■ AIM OF THE EXERCISE:
Go over the data and copy out each line with "guide" in it.

SOURCE INFORMATION START

PR #3147, opened 2023-04-07
fix: Improve Jest compatibility by widening the return type for tests and hooks to `Assertable<unknown>` from `Assertable<void>` (fix #3146)

### LINKED ISSUE #3146: Types are not actually Jest compatible
### Describe the bug

On the front page of the documentation, it says that it's "Jest Compatible". 

However, the type for a vitest `TestFunction` is `() => Awaitable<void>`. 

But, in Jest the corresponding part of their `ProvidesCallback` type is `() => Promise<unknown>`.

This matters in `beforeEach` and `afterEach`, where you might quite reasonably [call a setup promise which happens to return a value that you don't care about](https://github.com/pact-foundation/pact-js/issues/965#issuecomment-1348185596).

I think there are two possible fixes:

* Widen the type to include `Awaitable<unknown>`
* Update the [migration guide](https://vitest.dev/guide/migration.html#migrating-from-jest) to mention this issue

(side note: I think the note on the front page suggests that it would be fully jest compatible with no changes).

### Reproduction

```
describe("a test that doesn't compile", ()=> {
  it("won't compile",() => {
     return Promise.resolve(2);
  });

  beforeEach(() => {
    // neither will this
    return Promise.resolve("Some setup promise that happens to return a value")
  });
})
```

### System Info

```shell
N/A
```

### Used Package Manager

npm

### Validations

TimothyJones:
This fixes #3146, improving Jest API compatibility by widening the type for hooks and tests to `Assertable<unknown>` from `Assertable<void>`.

I'm new to the source, so I might have misread something. Some comments / callouts:

* Unless I'm misreading it, it seems to me that the `TestFunction` type is actually `Assertable<any>`. I changed the documentation from `Assertable<void>` to `Assertable<unknown>`, but I didn't actually touch the type.
* I also changed the types for `TestEachFunction` and `SuiteEachFunction`. It's possible this is inappropriate.

`pnpm test` passes. However, for me `pnpm test:all` didn't pass before or after this change (but the change didn't affect the way it failed).

### DIFF
--- a/packages/runner/src/types/tasks.ts
+++ b/packages/runner/src/types/tasks.ts
@@ -108,37 +108,37 @@ type ExtractEachCallbackArgs<T extends ReadonlyArray<any>> = {
 interface SuiteEachFunction {
   <T extends any[] | [any]>(cases: ReadonlyArray<T>): (
     name: string,
-    fn: (...args: T) => Awaitable<void>,
+    fn: (...args: T) => Awaitable<unknown>,
   ) => void
   <T extends ReadonlyArray<any>>(cases: ReadonlyArray<T>): (
     name: string,
-    fn: (...args: ExtractEachCallbackArgs<T>) => Awaitable<void>,
+    fn: (...args: ExtractEachCallbackArgs<T>) => Awaitable<unknown>,
   ) => void
   <T>(cases: ReadonlyArray<T>): (
     name: string,
-    fn: (...args: T[]) => Awaitable<void>,
+    fn: (...args: T[]) => Awaitable<unknown>,
   ) => void
 }
 
 interface TestEachFunction {
   <T extends any[] | [any]>(cases: ReadonlyArray<T>): (
     name: string,
-    fn: (...args: T) => Awaitable<void>,
+    fn: (...args: T) => Awaitable<unknown>,
     options?: number | TestOptions,
   ) => void
   <T extends ReadonlyArray<any>>(cases: ReadonlyArray<T>): (
     name: string,
-    fn: (...args: ExtractEachCallbackArgs<T>) => Awaitable<void>,
+    fn: (...args: ExtractEachCallbackArgs<T>) => Awaitable<unknown>,
     options?: number | TestOptions,
   ) => void
   <T>(cases: ReadonlyArray<T>): (
     name: string,
-    fn: (...args: T[]) => Awaitable<void>,
+    fn: (...args: T[]) => Awaitable<unknown>,
     options?: number | TestOptions,
   ) => void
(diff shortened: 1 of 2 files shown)


TimothyJones:
Build failure seems related to timing rather than this PR?

packages/runner/src/types/tasks.ts
```diff
@@ -189,9 +189,9 @@ export type SuiteAPI<ExtraContext = {}> = ChainableSuiteAPI<ExtraContext> & {
   runIf(condition: any): ChainableSuiteAPI<ExtraContext>
 }
 
-export type HookListener<T extends any[], Return = void> = (...args: T) => Awaitable<Return>
+export type HookListener<T extends any[], Return = unknown> = (...args: T) => Awaitable<Return>
 
-export type HookCleanupCallback = (() => Awaitable<unknown>) | void
+export type HookCleanupCallback = (() => Awaitable<unknown>) | unknown
```
sheremet-va, line 194: I am not sure about this one. `unknown` absorbs the callback definition, so it's no longer visible that you need to return a function.

sheremet-va (changes requested):

packages/runner/src/types/tasks.ts
TimothyJones: What would you suggest as an alternative?

sheremet-va:
> Hi team - this review has stalled at a "requests changes" with no requests, and now has conflicts. Do you want it? It would be nice to fix this issue for people who want to port their Jest code.

Vitest behavior is inherently different in this case, so inconsistencies between tools are to be expected. I think every change is fine in this PR except for allowing to return anything inside a hook as I pointed out in the review.

TimothyJones:
> Vitest was never "fully" compatible with jest and will never be. 

Fair enough.

Would you accept a PR that adds this instruction to the migration guide, then? The current instructions to not return from the callback don't cover the case I was trying to fix (which is about returning promises that happen to return values).

I'm not even sure what the expected vitest code would be when that happens. Maybe this?

```
    beforeEach(() =>
      someSetupPromise.then(() => {
        /* empty teardown function for compile reasons */
      }),
    );
```

sheremet-va:
> > Vitest was never "fully" compatible with jest and will never be.
> 
> Fair enough.
> 
> Would you accept a PR that adds this instruction to the migration guide, then? The current instructions to not return from the callback don't cover the case I was trying to fix (which is about returning promises that happen to return values).

Yes, I am open to extending the migration guide.

TimothyJones:
Closing this as it's now conflicting, and sounds like it's not wanted.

SOURCE INFORMATION END

■ EXERCISE OUTPUT:
* Update the [migration guide](https://vitest.dev/guide/migration.html#migrating-from-jest) to mention this issue
Would you accept a PR that adds this instruction to the migration guide, then? The current instructions to not return from the callback don't cover the case I was trying to fix (which is about returning promises that happen to return values).
> Would you accept a PR that adds this instruction to the migration guide, then? The current instructions to not return from the callback don't cover the case I was trying to fix (which is about returning promises that happen to return values).
Yes, I am open to extending the migration guide.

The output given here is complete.